AuraFits closes that gap with a multimodal AI pipeline: a single photo and a short prompt produce ranked, inventory-backed gear recommendations drawn from 52 live Shopify storefronts. The system uses Google Gemini for vision analysis, adaptive question generation, and product ranking, with Upstash Vector providing semantic search across a continuously synced product catalog.

52 Live Shopify Stores Indexed
~15s Photo to Biometric Profile
1,536 Embedding Dimensions
0 Static Inventory Files

The Challenge

The Expertise Bottleneck

Specialty retail (performance running, athletic recovery, designer streetwear) depends on product knowledge that takes years to develop. A seasoned associate can look at a customer, ask a few questions, and recommend the right shoe from 200+ options. But that expertise is expensive, scarce, and does not scale.

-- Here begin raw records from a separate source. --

PR #6948, opened 2025-07-09
revset docs: add an example for `commit_id`, change plural to singular

ilyagr:
I think an example illustrates the purpose of `commit_id` nicely.

Thanks to Yuya for explaining it to me.

I also don't think it can ever return more than one commit, since
non-unique prefixes are an error.

### DIFF
--- a/docs/revsets.md
+++ b/docs/revsets.md
@@ -216,8 +216,10 @@ revsets (expressions) as arguments.
   change is divergent, this resolves to multiple commits. It is an error to use a
   non-unique prefix. Unmatched prefix isn't an error.
 
-* `commit_id(prefix)`: Commits with the given commit ID prefix. It is an error
-  to use a non-unique prefix. Unmatched prefix isn't an error.
+* `commit_id(prefix)`: Commit with the given commit ID prefix. It is an error
+  to use a non-unique prefix. Unmatched prefix isn't an error. For example,
+  `commit_id(abc)` will refer to a commit with prefix `abc` even if there also
+  exists a bookmark named `abc`.
 
 * `bookmarks([pattern])`: All local bookmark targets. If `pattern` is specified,
   this selects the bookmarks whose name match the given [string


docs/revsets.md
```diff
@@ -216,8 +216,10 @@ revsets (expressions) as arguments.
   change is divergent, this resolves to multiple commits. It is an error to use a
   non-unique prefix. Unmatched prefix isn't an error.
 
-* `commit_id(prefix)`: Commits with the given commit ID prefix. It is an error
-  to use a non-unique prefix. Unmatched prefix isn't an error.
+* `commit_id(prefix)`: Commit with the given commit ID prefix. It is an error
```
PhilipMetzger, line 219: nit: I don't think changing the Commits to Commit is correct here, since there may be multiple with the same prefix. That's taken from https://github.com/jj-vcs/jj/pull/6912#issuecomment-3050911051

PhilipMetzger (approved):
SGTM, you should hash this out with Yuya though

docs/revsets.md
ilyagr: As it says right below, "It is an error to use a non-unique prefix". So, I don't think this function can ever return more than one commit.

**Update:** I added this point to the commit description.

Separately, I think we potentially might also want something like `non_unique_commit_id` that doesn't have that restriction (with a better name), but it'd be used much less frequently. In my mind, it'd be used mainly to resolve a commit id among a custom set of commits, e.g. (using imaginary functions) `non_unique_commit_id(abc) & today()`. If so, `non_unique_commit_id` could of course return multiple commits.

docs/revsets.md
```diff
@@ -216,8 +216,10 @@ revsets (expressions) as arguments.
...
+  to use a non-unique prefix. Unmatched prefix isn't an error. For example,
+  `commit_id(abc)` will refer to a commit with prefix `abc` even if there also
+  exists a bookmark named `abc`.
```
yuja, line 222: This also applies to `change_id(xyz)`, `bookmarks(name)`, etc. My feeling is that it would be too verbose to add this note to `<namespace>(symbol)` functions. Instead, maybe we can add a note to the symbol priority section?

ilyagr: My intention was to clarify the purpose of `commit_id`, which I find uniquely confusing. Except for the issue with a bookmark of the same name, and the behavior if there are no commits with the prefix, using `commit_id(abc)` seems identical in every way to just using `abc` on its own. So, IMO, people will wonder why it exists.

Adding a note to the symbol priority section might also be useful, but it wouldn't address this intention of mine.

yuja: IMHO, `commit_id()` exists primarily for completeness. It's odd if there were no "search commit id" function despite there are "search change id"/"tag"/"bookmark" functions. In practice, `commit_id()` wouldn't be that useful.

ilyagr: You yourself cited the bookmark issue in https://github.com/jj-vcs/jj/pull/6912#issuecomment-3050787524, in response to me doubting whether `commit_id` should exist. (**Update:** And, in case there was any doubt, I appreciate that response very much! The whole idea of this PR was to share this nugget of wisdom with others)

In my mind, at least, completeness alone would not be a sufficient reason for `commit_id` to exist. You might disagree, and I might even be wrong about whether that's a sufficient reason, but the point is that the bookmark issue resolves the matter for me and I think would resolve the matter for a reader thinking along these lines.

yuja: Yes, it's a potential use case of `commit_id()`. In practice, I would use longer commit id prefix, though.

Real users of `commit_id()`, `change_id()`, etc. might be scripting/GUI. Since GUI frontends have to support arbitrary repositories, it wouldn't be good enough to use `full_commit_id_hex` to resolve the symbol as a commit id. I think this use case can be better explained in the symbol priority section.

> In my mind, at least, completeness alone would not be a sufficient reason for commit_id to exist. You might disagree, 

Yeah, I disagree. Completeness and consistency are important for me.

martinvonz: I agree with Ilya that it's not obvious what `commit_id()` is useful for so it's helpful if we explain that. I think the disambiguation use case is important, especially for script authors, so I think it's good to mention it. Mentioning that in the "Priority" section makes sense to me.

I think `bookmark()` is a bit different because it provides more functionality with its pattern-matching support.

As I said earlier, I also find it surprising that `commit_id()` doesn't fail for non-matching ids. But as long as it does, I suppose the function can be used/abused as an alternative way of writing `present(abc)`. Since I'm not sure we should keep the current behavior, I don't really think we should document that use case, however.

martinvonz: I was reminded of the `change_id()` function when reviewing some Google-internal docs. I sent #7000 to clarify how it's useful for overriding the default resolution priority. I hope you don't mind, Ilya.

ilyagr: Yes, #7000 helps a lot. I'll close this. Ideally, my mild preference would be to do both, but I'm much more comfortable not merging something like this PR if we do something like #7000.

Aside: I don't think I understood this idea very well when Yuya first suggested it in https://github.com/jj-vcs/jj/pull/6948#discussion_r2196250997.

> > In my mind, at least, completeness alone would not be a sufficient reason for commit_id to exist. You might disagree,
> 
> Yeah, I disagree. Completeness and consistency are important for me.

The implication (intended or not) that I know nothing of completeness or consistency is frustrating to me. I was wondering whether to reply, and at what length. I decided to state one thesis in two different ways:

- Actionably: it can be extremely helpful to point out that an idea A is consistent with the idea X to people who might not realize it. Once people understand the consistency, this stops being helpful; if they still disagree, that likely means they feel that something else might be more important for A to be consistent with.

- Philosophically: all minds love consistency and completeness. Consistent patterns are the only reason any mind has any chance to make sense of the immensely complicated world it experiences; we love finding patterns and creating them. In a world where perfect consistency or completeness are impossible, the question is not who loves consistency more, but how we choose whether to make A consistent with X or Y when we can't do both.

yuja: Sorry, I just meant I tend to weigh more on consistent UI than usefulness. In this context, the existence of `change_id()` is enough reason for me to add `commit_id()` to provide consistent UI, even if they weren't so useful.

The typical customer journey in specialty retail breaks down at three points:

  • Discovery friction: Customers don’t know what they don’t know. Browsing filters (size, color, price) cannot capture “I’m training for a half marathon and my ankles pronate” or “I want a Rick Owens-adjacent look for under $400.”
  • Expertise scarcity: A knowledgeable associate costs $45,000-$65,000/year in salary alone [1]. Most stores cannot staff experts across every product category during every shift.
  • Inventory blindness: Even experienced associates struggle to recall which of 2,000+ SKUs are currently in stock, especially across multiple vendor lines.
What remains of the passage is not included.